What you have to do => If a line in the data below holds the word "core", copy it.

■ ■ ■ ■

PR #7301, opened 2024-09-05
Set the heartbeat interval to 10 seconds when the block editor is used

azaozz:
Also set it to 10 seconds (down from 15) on the Posts screen so post locks can be set and removed faster.

Update Heartbeat: remove interval limitations; now the interval can be from 1 to 3600 seconds.

Trac ticket: https://core.trac.wordpress.org/ticket/61960

---

### DIFF
--- a/src/js/_enqueues/wp/heartbeat.js
+++ b/src/js/_enqueues/wp/heartbeat.js
@@ -724,8 +724,8 @@
 		 *
 		 * @param {string|number} speed Interval: 'fast' or integer between 1 and 3600 (seconds).
 		 *                              Fast equals 5.
-		 * @param {number}        ticks Tells how many ticks before the interval reverts
-		 *                              back. Used with speed = 'fast' or 5.
+		 * @param {number}        ticks Tells how many ticks before the interval reverts back.
+		 *                              Value must be between 1 and 30. Used with speed = 'fast' or 5.
 		 *
 		 * @return {number} Current interval in seconds.
 		 */
--- a/src/js/_enqueues/wp/heartbeat.js
+++ b/src/js/_enqueues/wp/heartbeat.js
@@ -132,16 +132,17 @@
 				}
 
 				/*
-				 * The interval can be from 15 to 120 seconds and can be set temporarily to 5 seconds.
-				 * It can be set in the initial options or changed later through JS and/or through PHP.
+				 * Sanity check: the interval can be from 1 to 3600 seconds and can be set temporarily
+				 * to 5 seconds. It can be set in the initial options or changed later from JS
+				 * or from PHP through the AJAX responses.
 				 */
 				if ( options.interval ) {
 					settings.mainInterval = options.interval;
 
-					if ( settings.mainInterval < 15 ) {
-						settings.mainInterval = 15;
-					} else if ( settings.mainInterval > 120 ) {
-						settings.mainInterval = 120;
+					if ( settings.mainInterval < 1 ) {
+						settings.mainInterval = 1;
+					} else if ( settings.mainInterval > 3600 ) {
+						settings.mainInterval = 3600;
 					}
 				}
 
@@ -721,9 +722,9 @@
 		 *
 		 * @memberOf wp.heartbeat.prototype
 		 *
-		 * @param {string|number} speed Interval: 'fast' or 5, 15, 30, 60, 120.
+		 * @param {string|number} speed Interval: 'fast' or integer between 1 and 3600 (seconds).
 		 *                              Fast equals 5.
-		 * @param {string}        ticks Tells how many ticks before the interval reverts
+		 * @param {number}        ticks Tells how many ticks before the interval reverts
 		 *                              back. Used with speed = 'fast' or 5.
 		 *
 		 * @return {number} Current interval in seconds.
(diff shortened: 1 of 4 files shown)


src/js/_enqueues/wp/heartbeat.js
```diff
@@ -132,16 +132,17 @@
 				}
 
 				/*
-				 * The interval can be from 15 to 120 seconds and can be set temporarily to 5 seconds.
-				 * It can be set in the initial options or changed later through JS and/or through PHP.
+				 * Sanity check: the interval can be from 1 to 3600 seconds and can be set temporarily
```
peterwilsoncc:
```suggestion
				 * Logic check: the interval can be from 1 to 3600 seconds and can be set temporarily
```

Inclusive language.

azaozz:
Hoping that web servers have somewhat evolved and became more powerful over the last 11 years :) 

However if doing an AJAX request every 10 seconds while editing a post is still too much for some shared hosting, this can be reverted to the old setting of 15 seconds.

src/js/_enqueues/wp/heartbeat.js
```diff
@@ -733,35 +734,28 @@
...
 						newInterval = settings.originalInterval;
+					}
 				}
 
 				if ( settings.minimalInterval && newInterval < settings.minimalInterval ) {
 					newInterval = settings.minimalInterval;
 				}
 
+				// Special case, runs for a number of ticks then reverts to the previous interval.
 				if ( 5000 === newInterval ) {
```
peterwilsoncc, line 759: Now the interval can be specified as any number, should this check for `fast` or lower? 

```suggestion
				if ( newInterval <= 5000 ) {
```

src/js/_enqueues/wp/heartbeat.js
```diff
@@ -733,35 +734,28 @@
...
-						break;
-					case 'long-polling':
-						// Allow long polling (experimental).
-						settings.mainInterval = 0;
-						return 0;
-					default:
+				if ( 'fast' === speed ) {
+					// Special case, see below.
+					newInterval = 5000;
+				} else if ( 'long-polling' === speed ) {
```
peterwilsoncc, line 740: Should this also check for `speed === 0` as an equivalent for long polling so it hits the early return? 

```suggestion
				} else if ( 'long-polling' === speed ) {
```

src/js/_enqueues/wp/heartbeat.js
```diff
@@ -721,9 +722,9 @@
 		 *
 		 * @memberOf wp.heartbeat.prototype
 		 *
-		 * @param {string|number} speed Interval: 'fast' or 5, 15, 30, 60, 120.
+		 * @param {string|number} speed Interval: 'fast' or integer between 1 and 3600 (seconds).
 		 *                              Fast equals 5.
-		 * @param {string}        ticks Tells how many ticks before the interval reverts
+		 * @param {number}        ticks Tells how many ticks before the interval reverts
 		 *                              back. Used with speed = 'fast' or 5.
```
peterwilsoncc: Unrelated but probably worth adding a note that it needs to be between 1 & 30.

peterwilsoncc (commented):
This looks good to me with a few notes inline (mainly questions, really).

Should the classic editor's default interval be lowered too?

https://github.com/WordPress/wordpress-develop/blob/eb4687797c57929fd6e8ef1581966871cc22b9d1/src/js/_enqueues/admin/post.js#L346-L349

src/js/_enqueues/wp/heartbeat.js
azaozz: Sure, sounds good.

src/js/_enqueues/wp/heartbeat.js
azaozz: Sure but that would be an enhancement? I mean, long-polling is still "experimental" after 11 years. Maybe it would work better now, but still not sure if it is worth using it. There seem to be few newer and better options. Perhaps keeping this setting as-is would be better?

peterwilsoncc: > Maybe it would work better now, but still not sure if it is worth using it. There seem to be few newer and better options. Perhaps keeping this setting as-is would be better?

Cool, works for me.

src/js/_enqueues/wp/heartbeat.js
azaozz: The idea was for all limitations to be removed. If a plugin wants to set this to do AJAX requests every second, thinking it would know what this means for the server and should be allowed to. This can be reset at any time to any value, including from the (PHP) filter for the AJAX response. Example use case may be to try to do simultaneous editing where every keystroke is sent to the server. Think Google docs (used to) work like that.

Also, the same countdown of hearbeat ticks can be controlled from a plugin. Perhaps better to leave it to plugins?

peterwilsoncc: Got it, the thought behind the question was that it seems odd this will be hit for `heartbeat.interval( 'fast' )` and `heartbeat.interval( 5 )` but not `4.9`. But having `ticks` as a special case is weird anyway so I'm not invested :)

azaozz:
> Should the classic editor's default interval be lowered too?

Sure, lets change it there too. Was a bit hesitant as it seems every little change on the (old) Edit Post screen could trigger something unexpected, and it is in a "deep maintenance" mode so few people would test it, but seems this should be okay.

peterwilsoncc:
Yeah, let's give the classic editor a go too. It's yolo Friday in your part of the world tomorrow so (pending @getsource's feedback) unless someone else picks up a blocker, maybe you can do the commit honours then so the hosting folks can offer feedback

src/js/_enqueues/wp/heartbeat.js
azaozz: > having ticks as a special case is weird anyway

Yea, this was an exception but frankly can't remember why it work this way. Seems the countdown should have been added to the other script that needs it.

peterwilsoncc:
Merged [r59016](https://core.trac.wordpress.org/changeset/59016) / https://github.com/WordPress/wordpress-develop/commit/47122105f20624e5a6b8ed151d732157f2f2605c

■ ■ ■ ■

Written response =>
Trac ticket: https://core.trac.wordpress.org/ticket/61960
Merged [r59016](https://core.trac.wordpress.org/changeset/59016) / https://github.com/WordPress/wordpress-develop/commit/47122105f20624e5a6b8ed151d732157f2f2605c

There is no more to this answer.